Similarly, pharmaceutical giant Burroughs-Wellcome (now part of GlaxoSmithKline) missteped badly in 1987 when it priced AZT – the first effective anti-HIV medication – at a staggering $12,000 per year, and found itself literally under siege by AIDS activists who chained themselves to the fences outside the company’s headquarters. But just a short while later, the company had established an ongoing working relationship with ACT-UP and other activist groups, with the two sides and a large physician community working together to guide further drug development and to refine treatment protocols. Some chemical companies have taken a similar approach, holding regular in-house meetings with environmentalists to collaborate on best practices.
Rules of Thumb for Empathy
How was it possible for these companies to get empathy right – without increasing their risk or losing control? Every crisis presents unique challenges, but when it comes to empathy, some general rules apply:
- Aim for less control, not more – The odds are that you won’t achieve the level of control you want. Crises have a life of their own, and opponents have multiple channels for telling their side of the story. If you try to contain it, you’ll fail – and the effort will make you look unfeeling.
- Don’t just talk the talk – It’s not enough to say “we’re sorry” or “we really care.” Empathy is about actions, not just words. It requires genuine listening and substantive change as a result of what you’ve heard. Burroughs Wellcome showed empathy by actually collaborating with activists, not just by making an empty claim.

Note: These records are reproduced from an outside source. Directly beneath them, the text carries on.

Issue #3482, opened 2023-12-06
K8s - parameterize k8s version in kind (e2e tests and k8s-env command)


busma13:
It would be helpful and probably necessary to be able to dynamically change which version of Kubernetes we use in the k8s e2e tests and when running a k8s environment for development.

- When kind creates a Kubernetes cluster, it will use a default node image determined by the current kind version, unless configured to do otherwise. Something like this: `kindest/node:v1.27.3@sha256:3966ac761ae0136263ffdb6cfd4db23ef8a83cba8a463690e98317add2c9ba72`
To see the default image for a given release see the release notes here: https://github.com/kubernetes-sigs/kind/releases

- To use a specific Kubernetes version you must add an image property to each node in your kind configuration yaml file. https://kind.sigs.k8s.io/docs/user/configuration/#kubernetes-version
  Example:
    ```kind: Cluster
    apiVersion: kind.x-k8s.io/v1alpha4
    nodes:
    - role: control-plane
     image: kindest/node:v1.16.4@sha256:b91a2c2317a000f3a783489dfb755064177dbc3a0b2f4147d50f04825d016f55
    - role: worker
      image: kindest/node:v1.16.4@sha256:b91a2c2317a000f3a783489dfb755064177dbc3a0b2f4147d50f04825d016f55
    ```

PR #3500, opened 2023-12-14
Add K8s version parameter to kind cluster creation

busma13:
- This PR allows for the setting of a `K8S_VERSION` env variable when running `yarn test:k8s` or `yarn k8s` (#3482)
- The env variable is converted to a command option which is used by the `Kind` class to create a kind cluster using that k8s version. 
- A map of `kind` versions to available images lives in the `Kind` class and will need to be updated with new kind versions.
- K8s images are limited to one minor version per kind version, with the patch level equal to the latest version at release time. For example:
  - kind v0.20.0 --> kindest/node:v1.26.6
  - kind v0.19.0 --> kindest/node:v1.26.4
  - kind v0.19.0 --> kindest/node:v1.26.3
- Create Kind class
- add `clusterName` option to k8s

### DIFF
--- a/packages/scripts/src/helpers/kind.ts
+++ b/packages/scripts/src/helpers/kind.ts
@@ -1,0 +1,75 @@
+import fs from 'fs';
+import os from 'os';
+import path from 'path';
+import execa from 'execa';
+import yaml from 'js-yaml';
+import { Logger, debugLogger } from '@terascope/utils';
+import signale from './signale';
+import { getE2eK8sDir } from '../helpers/packages';
+import { kindCluster } from './interfaces';
+
+export class Kind {
+    clusterName: string;
+    logger: Logger;
+
+    constructor(clusterName = 'default') {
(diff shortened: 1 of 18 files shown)


packages/scripts/src/helpers/kind.ts
```diff
@@ -0,0 +1,136 @@
...
+            const subprocess = await execa.command('kind version');
+            const version = subprocess.stdout.split(' ')[1].slice(1);
+            return version;
+        } catch (err) {
+            throw new Error('Kind version could not be determined.');
+        }
+    }
+}
+
+const map = {
```
godber, line 95: I would avoid every using a name as generic as `map`.  You don't need to change this now, but next time your come across this I'd give it a more descriptive name.

godber (approved):

godber:
I want to merge this, please bump the version and let me know after you do and I will merge it.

- Find common ground – It may seem that you’re irrevocably at odds with your opponents, but if you think it through, you might find that you have goals in common with them. “Like Ms. Whistleblower, we are greatly concerned about product safety.” That might open the door toward a more collaborative conversation.

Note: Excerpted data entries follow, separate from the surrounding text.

Issue #3498, opened 2023-12-13
Add ability to override `log_level` at job level


godber:
The logging level of the teraslice master and all other components is currently controlled in the master configuration using the `log_level`:

https://terascope.github.io/teraslice/docs/configuration/overview#terafoundation-configuration-reference

It should be possible to specify the `log_level` (with the same set of options) on the Teraslice job and have that setting override the global setting.

godber:
This capability should be in https://github.com/terascope/teraslice/releases/tag/v0.90.0

PR #3505, opened 2023-12-18
Add log_level parameter to teraslice job.

busma13:
This PR adds the `log_level` parameter to a teraslice job. 
- Export `loglevels` from `utils/src/Logger`
- Add `log_level` to `job-components/src/job-schema`
- Within the `Worker` and `ExecutionController` constructors, use the log level from the `executionContext` to set the log level of `context.logger` before it is used to create a new child logger.
- This child logger will be inherited by all other classes that have a logger within `Worker` and `ExecutionController` instances.

Ref: #3498


packages/job-components/src/job-schemas.ts
```diff
@@ -208,6 +209,19 @@ export function jobSchema(context: Context): convict.Schema<any> {
                     }
                 });
             },
+        },
+        log_level: {
+            default: 'info',
```
godber, line 214: I think this needs to be `undefined` or something, since your conditional in `worker-service.js` tests for existence, it will override the terafoundation config in all cases.

godber (changes requested):
Fix the default problem, and is there a way we could have implemented a test to catch that scenario.

godber (approved):

packages/job-components/src/job-schemas.ts
```diff
@@ -208,6 +209,19 @@ export function jobSchema(context: Context): convict.Schema<any> {
...
                 });
             },
+        },
+        log_level: {
+            default: undefined,
+            doc: 'the log level to be set on all loggers associated with the job',
+            format(level: unknown) {
+                if (typeof level !== 'string') {
+                    throw new Error('must be of type string');
+                }
```
godber, line 219: Given the check against `logLevels` I think this test for string might be redundant and less useful.  Imaging a user provides a number `5`, then they will be told to use a `string`.  Then they put in the string `noisy`, then it finally tells them the acceptible set of strings.  Maybe the next check should test for string and includes(level).

godber (changes requested):
Bump sub package versions and teraslice version to `0.90.0` (both top level and subpackage) and consider the inline suggestion

godber:
There's not a whole lot of code here, but since it cross cuts packages and schemas and things we might ask for @jsnoble's input.

packages/job-components/src/job-schemas.ts
busma13: Good point. I will combine the two checks and just have one error message.

busma13:
I added an explanatory comment on each of the constructors that overwrites the log level. I also confirmed that the log_level indicated in the job is written to a log file (all log streams are overwritten with new log level).

godber (approved):

godber (approved):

- Empathy doesn’t equal compromise or weakness – “Empathy” isn’t a synonym for “surrender.” You can and probably need to disagree with your critics. How you do it is what matters. “We understand your concerns but we are taking a different course of action – here’s why” is much better than “ignorant people are trying to destroy our company.” Goldman Sachs responded to an ex-employee’s scathing New York Times op-ed with an internal memo that cited high levels of employee and client confidence. In so doing, it focused discussion on its own priorities, without attacking its critic. The crisis wasn’t eliminated, but it was greatly defused.
Open the Gates
Empathy isn’t exotic. It’s a basic human quality and a basic tenet of good public relations – which, after all, is about your relations (or, better, your relationships) with the outside world. To build a relationship, you have to empathize. To maintain a relationship when times are tough, empathy is essential. Public relations, unlike advertising, demands genuine conversation with your constituencies – a process in which you have to listen as well as speak, and you might have to change course based on what you hear. Crisis public relations is no different. When in crisis, open the gates and listen to the mob outside. If the mob turns out to be truly helpful, that’s not a miracle – it’s just empathy in action.